Segment Start: Available records
Issue #468, opened 2021-05-19
bug: report scheme error when event record


gxthrj:
### Issue description
Report scheme error when event record: no kind is registered for the type v2alpha1.ApisixRoute in scheme "pkg/runtime/scheme.go:100"
![image](https://user-images.githubusercontent.com/4413028/118761807-ab6c9000-b8a7-11eb-9bdf-5f3d47db5550.png)

### Environment

* your apisix-ingress-controller version : master;

LuChenjing:
Met the same issue with above screentshot.
apisix version: apisix-2.1-2.noarch
apisix ingress-controller: 0.6.0


apisix ingress config likes:
```yaml
apiVersion: apisix.apache.org/v2alpha1
kind: ApisixRoute
metadata:
  name: grafana-route
  namespace: onest-observer
spec:
  http:
  - name: grafana
    match:
      paths:
      - "/grafana*"
    backend:
     serviceName: grafana-ha-svc
     servicePort: 3000
```

tao12345666333:
@gxthrj  Please set milestone for this issue

/milestone v1.1

tokers:
> @gxthrj  Please set milestone for this issue
> 
> 
> 
> /milestone v1.1

Done.

gxthrj:
This has been fixed in #469 , let`s close this.

PR #469, opened 2021-05-19
fix: event record scheme error

gxthrj:

- [x] Bugfix
- [ ] New feature provided
- [ ] Improve performance
- [ ] Backport patches

- Related issues

___
### Bugfix
- Description
#468 

___
### Backport patches
- Why need to backport?

- Source branch

- Target branch

### DIFF
--- a/pkg/ingress/controller.go
+++ b/pkg/ingress/controller.go
@@ -25,6 +25,7 @@ import (
 	v1 "k8s.io/api/core/v1"
 	metav1 "k8s.io/apimachinery/pkg/apis/meta/v1"
 	"k8s.io/apimachinery/pkg/runtime"
+	utilruntime "k8s.io/apimachinery/pkg/util/runtime"
 	"k8s.io/client-go/kubernetes/scheme"
 	typedcorev1 "k8s.io/client-go/kubernetes/typed/core/v1"
 	listerscorev1 "k8s.io/client-go/listers/core/v1"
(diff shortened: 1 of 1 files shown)


pkg/ingress/controller.go
```diff
@@ -37,6 +38,7 @@ import (
 	"github.com/apache/apisix-ingress-controller/pkg/apisix"
 	"github.com/apache/apisix-ingress-controller/pkg/config"
 	"github.com/apache/apisix-ingress-controller/pkg/kube"
+	apisixScheme "github.com/apache/apisix-ingress-controller/pkg/kube/apisix/client/clientset/versioned/scheme"
```
tokers, line 41:
```suggestion
	apisixscheme "github.com/apache/apisix-ingress-controller/pkg/kube/apisix/client/clientset/versioned/scheme"
```

Basically, all characters are in the small case as the import package name alias.

pkg/ingress/controller.go
```diff
@@ -166,6 +168,7 @@ func NewController(cfg *config.Config) (*Controller, error) {
 	}
 
 	// recorder
+	utilruntime.Must(apisixScheme.AddToScheme(scheme.Scheme))
```
tokers, line 171: I think to check the return `err` from `apisixscheme.AddToScheme` and return once `err` is not `nil` is better, basically, we don't panic the program if internal errors happen in the same context.

gxthrj: The official example I refer to : https://github.com/kubernetes/sample-controller/blob/master/controller.go#L97

pkg/ingress/controller.go
gxthrj: Done

pkg/ingress/controller.go
tokers: OK, not a big deal.

tokers (approved):

tao12345666333 (approved):

membphis (approved):

PR #507, opened 2021-05-27
feat: subset changes in controllers

tokers:


pkg/types/pod.go
```diff
@@ -54,22 +55,24 @@ func NewPodCache() PodCache {
 }
 
 func (p *podCache) Add(pod *corev1.Pod) error {
-	if pod.Status.Phase != corev1.PodRunning {
-		return ErrPodNotRunning
+	ip := pod.Status.PodIP
```
gxthrj, line 58: Pod assigned ip does not mean that it is directly available. If the pod is not in the ready state, it will cause traffic to fail. The logic of health check is required, or the judgment is combined with the endpoint controller.

tokers: It's not the responsibility of `podCache` to do it, also, it doesn't matter as we only use endpoints subset in the ready part of an Endpoints resource. So unready pod won't be referenced.

gxthrj: Unready pod will be set to nodes in upstream, that is the problem.

gxthrj (approved):

spacewander (approved):

pkg/ingress/pod.go
```diff
@@ -17,6 +17,8 @@ package ingress
 import (
 	"context"
 
+	"github.com/apache/apisix-ingress-controller/pkg/types"
```
starsz, line 20: Ditto.

starsz (approved):

pkg/ingress/pod.go
gxthrj: Ditto what？

tao12345666333 (approved):

pkg/ingress/pod.go
tokers: Fixed.

starsz: Why GitHub only show this comment? 🤔

pkg/ingress/endpoint.go
```diff
@@ -18,6 +18,8 @@ import (
 	"context"
 	"time"
 
+	configv1 "github.com/apache/apisix-ingress-controller/pkg/kube/apisix/apis/config/v1"
```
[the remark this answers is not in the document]
tokers: I have changed it.

PR #527, opened 2021-06-03
fix:  add namespace for the ServiceAccount reference in ClusterRoleBinding

gxthrj:


tao12345666333:
I think it is unnecessary.

tokers:
Title is confusing.

gxthrj:
It will got error if there is no namespace here.

tao12345666333 (approved):

tao12345666333:
Because the kind we used here is `ServiceAccount` which is in the namespace scope, the namespace field must be specified here. If we are using `User` or `Group`, we don't need it.

tokers (approved):

starsz (approved):

nic-chen (approved):

PR #549, opened 2021-06-20
feat: support using apisix client separately with cache bypass

Yiyiyimu:
Signed-off-by: yiyiyimu <wosoyoung@gmail.com>Please answer these questions before submitting a pull request

- [ ] Bugfix
- [x] New feature provided
- [ ] Improve performance
- [ ] Backport patches

- Related issues

___

	- For using apisix go client separately without kubernetes environment, we need to add an option to bypass the cache.
	- Also add `GetById` for resources to directly get them with their real id.
___
### Backport patches
- Why need to backport?

- Source branch

- Target branch

### DIFF
--- a/pkg/apisix/cluster.go
+++ b/pkg/apisix/cluster.go
@@ -128,7 +128,7 @@ func newCluster(o *ClusterOptions) (Cluster, error) {
 	c.globalRules = newGlobalRuleClient(c)
 	c.consumer = newConsumerClient(c)
 
-	c.cache, err = cache.NewMemDBCache()
+	c.cache, err = cache.NewMemDBCache(o.BypassCache)
 	if err != nil {
 		return nil, err
 	}
@@ -282,7 +282,7 @@ func (c *cluster) String() string {
 // HasSynced implements Cluster.HasSynced method.
 func (c *cluster) HasSynced(ctx context.Context) error {
 	// if bypass cache no need to sync
-	if !c.bypassCache {
+	if c.bypassCache {
 		return nil
 	}
 
--- a/pkg/apisix/cluster.go
+++ b/pkg/apisix/cluster.go
@@ -68,10 +68,11 @@ var (
 
 // ClusterOptions contains parameters to customize APISIX client.
 type ClusterOptions struct {
-	Name     string
-	AdminKey string
-	BaseURL  string
-	Timeout  time.Duration
+	Name        string
+	AdminKey    string
+	BaseURL     string
+	BypassCache bool
+	Timeout     time.Duration
 }
 
 type cluster struct {
@@ -84,6 +85,7 @@ type cluster struct {
 	cache        cache.Cache
 	cacheSynced  chan struct{}
 	cacheSyncErr error
+	bypassCache  bool
 	route        Route
 	upstream     Upstream
 	ssl          SSL
@@ -117,6 +119,7 @@ func newCluster(o *ClusterOptions) (Cluster, error) {
 		},
 		cacheState:  _cacheSyncing, // default state
 		cacheSynced: make(chan struct{}),
+		bypassCache: o.BypassCache,
 	}
 	c.route = newRouteClient(c)
 	c.upstream = newUpstreamClient(c)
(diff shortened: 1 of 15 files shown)


pkg/apisix/cluster.go
```diff
@@ -276,6 +281,11 @@ func (c *cluster) String() string {
 
 // HasSynced implements Cluster.HasSynced method.
 func (c *cluster) HasSynced(ctx context.Context) error {
+	// if bypass cache no need to sync
+	if !c.bypassCache {
```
Segment End: Available records
Provide the number of lines in the records above that contain the word "here", with no additional words.

2